Vale, y ahora que sabemos un poco de cómo nació el concepto de disociación: ¿a qué afecta una disociación? La disociación puede afectar a la conciencia, a la memoria, a la identidad o a la percepción, que habitualmente suelen estar integradas. Quizás, alguna vez hayas pensado sobre un evento terrible que no te remueve nada por dentro, por ejemplo la muerte de algún familiar. Clínicamente hablando, este concepto estaría más relacionado con la entumecimiento emocional, uno de los pilares fundamentales del trastorno de estrés postraumático (TEPT).

Volviendo a la pregunta en cuestión, la disociación puede afectarnos de manera muy subjetiva en la forma en la que creamos nuestros pensamientos, sentimientos y acciones. Por ejemplo con emociones, pensamientos que no sabemos muy bien de dónde vienen o esas acciones nos vemos haciendo muy bien sin saber cómo o por qué. Quien experimenta esto a menudo describe ser un “pasajero” en su propio cuerpo más que el conductor.

 

 

 

¿Hay varios tipos de disociaciones?

 

Más bien hablamos de que hay cinco maneras diferentes en las que las disociaciones cambian las experiencias que está viviendo una persona. Estas serían: despersonalización, desrealización, amnesia disociativa, fuga disociativa o alteración en la identidad.

 

  • Despersonalización: la persona se siente desconectada de su cuerpo y/o sus emociones. Su cuerpo, sus pensamientos y emociones se vuelven desconocidas para la gente que sufre despersonalización. A veces, incluso no se reconocer a ellos mismos en el espejo o cuando se miran no se sienten conectados con la imagen proyectada. También está caracterizado por un entumecimiento emocional y la sensación de que ciertas partes del cuerpo están distorsionadas, o que la cabeza está envuelta en algodón.
  • Desrealización: es la sensación de no sentirte real, es decir, de que el mundo y las personas que nos rodean son extraños y ajenos. A menudo la gente describe esta sensación como si estuvieran desconectados o como si estuvieran viendo una película o separados por un cristal. La realidad se vuelve extraña. El entorno deja de percibirse de manera nítida para dar lugar a un lienzo borroso e incoloro. Se produce una alteración en la distorsión del tiempo, el tamaño, la distancia y la forma de los objetos.
  • Amnesia disociativa: el término amnesia se refiere a la incapacidad de recordar eventos o información personal importante debido a un hecho traumático o estresante.

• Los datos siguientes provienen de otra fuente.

PR #2270, opened 2026-08-01
fix(ascend): validate module-pair count and prevent under-allocation for Ascend 910C

### LINKED ISSUE #2268: silent under-allocation and topology bypass in Ascend 910C device allocation
What happened:
When allocating Ascend 910C NPU devices, which require full physical module-pair allocation of 2 NPUs per card there are two related bugs in Fit() in pkg/device/ascend/device.go.

First is false-positive under-allocation. If a pod requests multiple devices, say 4 NPUs, and the node has candidate NPUs spread across partial modules, computeBestCombination910C() filters out the partial modules and returns only the complete pairs it can find, for example 2 NPUs. Fit() then assigns this shorter combination to tmpDevs and unconditionally returns true, meaning success, even though only 2 of the 4 requested NPUs were actually allocated.

Second, an exact-count bypass. When the raw candidate count happens to equal originReq, for example 2 NPUs requested and 2 candidate NPUs exist but on two separate cards, Fit() returns true immediately without ever calling computeBestCombination910C(), so it never validates that those 2 NPUs actually form a real module pair.

Third, a minor sort-order issue in computeBestCombination910C(): cards are sorted in ascending order by available NPU count, which contradicts the comment right above it saying full cards should be preferred. This doesn't cause allocation failures on its own, since partial cards are excluded outright by the equality check further down regardless of sort order, but it does mean that when a node has more full cards than the pod needs, the function doesn't actually prefer the ones you'd expect. Worth fixing alongside the main issue for correctness and to match the code's own stated intent.

What you expected to happen: 
Fit() should enforce that the allocated device count after module pairing strictly equals originReq. If full module pairs can't satisfy originReq, Fit() should return false with reason AllocatedCardsInsufficientRequest, instead of reporting success on a partial allocation. Module pairing validation should run for Ascend910CType requests regardless of whether the raw candidate count happens to equal originReq.

How to reproduce it:
Run this test against pkg/device/ascend:

func TestAscend910C_FitPartialAllocationBug(t *testing.T) {
dev := &Devices{config: VNPUConfig{CommonWord: Ascend910CType}}
nodeInfo := &device.NodeInfo{
Node: &corev1.Node{},
Devices: map[string][]device.DeviceInfo{
Ascend910CType: {
{ID: "dev-0", Index: 0, CustomInfo: map[string]any{"NetworkID": float64(0)}},
{ID: "dev-1", Index: 1, CustomInfo: map[string]any{"NetworkID": float64(0)}},
{ID: "dev-2", Index: 2, CustomInfo: map[string]any{"NetworkID": float64(0)}},
{ID: "dev-4", Index: 4, CustomInfo: map[string]any{"NetworkID": float64(0)}},
{ID: "dev-6", Index: 6, CustomInfo: map[string]any{"NetworkID": float64(0)}},
},
},
}
devices := []*device.DeviceUsage{
{ID: "dev-0", Index: 0, Count: 1, Totalmem: 32000, CustomInfo: map[string]any{"NetworkID": float64(0)}},
{ID: "dev-1", Index: 1, Count: 1, Totalmem: 32000, CustomInfo: map[string]any{"NetworkID": float64(0)}},
{ID: "dev-2", Index: 2, Count: 1, Totalmem: 32000, CustomInfo: map[string]any{"NetworkID": float64(0)}},
{ID: "dev-4", Index: 4, Count: 1, Totalmem: 32000, CustomInfo: map[string]any{"NetworkID": float64(0)}},
{ID: "dev-6", Index: 6, Count: 1, Totalmem: 32000, CustomInfo: map[string]any{"NetworkID": float64(0)}},
}
req := device.ContainerDeviceRequest{Nums: 4, Type: Ascend910CType}
pod := &corev1.Pod{ObjectMeta: metav1.ObjectMeta{Name: "test-pod"}}
fit, tmpDevs, _ := dev.Fit(devices, req, pod, nodeInfo, nil)
// Returns fit=true, allocated_count=2
}

Environment:
HAMi version: master (v2.9.0+)
Go version: go 1.22+

princexpoddar:
What type of PR is this?

/kind bug

Fixes Ascend 910C NPU device allocation in pkg/device/ascend/device.go.

In Fit(), verify that len(combination) == int(originReq) after calling computeBestCombination910C(). If enough complete module pairs cannot be formed, return false with AllocatedCardsInsufficientRequest instead of reporting success with a partial allocation.
Run computeBestCombination910C() for all Ascend910CType multi-device requests so the module-pair validation is not skipped when the raw candidate count already matches the requested count.
Change the sorting in computeBestCombination910C() to descending order so full cards are considered first, matching the intended behavior.
Add regression tests in pkg/device/ascend/device_910c_pairing_test.go covering partial allocation, the exact-count bypass, and a valid full-pair allocation.

Which issue(s) this PR fixes:  Fixes #2268 

Special notes for your reviewer:  Tested with go test -v ./pkg/device/ascend/....

Does this PR introduce a user-facing change?  No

Algunas de estas lagunas abarcan desde minutos hasta décadas de la vida de esa persona.
  • Fuga disociativa: se refiere a la sensación de confusión y olvido sobre la propia identidad durante un tiempo de mayor o menor duración, pero siempre limitado. Por tanto, durante este tiempo la persona vagará sin rumbo fijo y asumirá una identidad diferente, más o menos estructurada. Por ejemplo, hará cosas que podría encontrar repugnantes como consumir drogas.
  • Alteración en la identidad (antes conocido como Trastorno de la Personalidad Múltiple): la persona utiliza diferentes voces, tonos, rangos vocales y expresiones faciales según el contexto que esté viviendo la persona, ante diferentes estímulos. Por tanto la identidad está fragmentada en diferentes partes más o menos estructuradas. La persona también puede expresar confusión con respecto a sus sentimientos y percepciones, o incluso puede tener dificultades a la hora de recordar justo lo que acababa de decir aunque siga siendo la “misma persona”. Estas diferentes partes están coordinadas y relacionadas entre si, aunque puede existir una parte principal que presenta un mayor o menor grado de amnesia y desconexión de las otras “partes”.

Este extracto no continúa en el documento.